My father’s “Aunt Lil,” Nana’s older sister, came as part of the package. Nana could not have lived without Lil’s round-the-clock care, but good God did these two women despise each other. Confined to a single room, the sisters sat in opposite corners and hurled the most vile—and creative—imprecations back and forth all day long. If these ladies played the dozens, the cleverest Black kid in Newark would have had a hard time hanging in with them.
That first year they lived with us, What Ever Happened to Baby Jane? came to our neighborhood theater. The movie, starring Bette Davis and Joan Crawford, struck home. The plot summary read as follows, “A former child star torments her paraplegic sister in their decaying Hollywood mansion.” In our decaying, soon-to-be-demolished house, the wheelchair-bound Nana did most of the tormenting. Bernie had clearly paid his dues taking care of this unhappy lady.
Even if Nana had been the Blessed Mother, her presence would have caused problems. My parents had to give up their bedroom and sleep on a foldout couch in the living room. Sixty years later, there is still not a comfortable such contraption. Patient soul that he was, my father would have endured a querulous mother-in-law. My mother did not have that patience. In Irish households, angry women do not shout. They simmer. The boil was low enough we didn’t really notice. My father did.
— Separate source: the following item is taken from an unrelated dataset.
PR #3254, opened 2022-10-25
Release 3.0.0-rc.1

fschutt:

PR #3255, opened 2022-10-25
Remove the "#" from some changelog URLs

In years past, he might have found escape in painting the house or finishing the basement, but the Highway Department had rendered such efforts futile.
On the afternoon of January 6, 1963, a Sunday, my father took the Christmas tree down as he always did on the Epiphany and retreated upstairs to the small bedroom my brother Billy had just vacated upon getting married. Sometime later, my mother came home from the movies, her retreat, and headed upstairs. My brother and I were watching The College Bowl, one of us screaming out the answers before the other could. I had just turned fifteen, Bob sixteen. Nine-year-old Maureen was just waiting for the show to end so we would shut up, and she could watch Lassie.
When I first saw the hint of a strobe from up the street, I thought, Oh, cool. Some excitement. Then the whoops stopped in front of our house, and the strobe pierced directly into the living room. The thunder of male footsteps on the stairs leading up to the second floor completed the equation. “It must be Nana,” said Bob anxiously.
I shook my head. “No,” I said. “It’s Dad.” There was no mistaking the urgency. The cops had come for one of their own.
My brother Bob had to make the phone calls to our brother Billy, our uncle Bob, a Newark cop, and then my uncle Andy, who had moved with wife Ellen to suburban Cedar Grove months before. “Get down here right way,” Bob told Andy. “Don’t bring anyone.”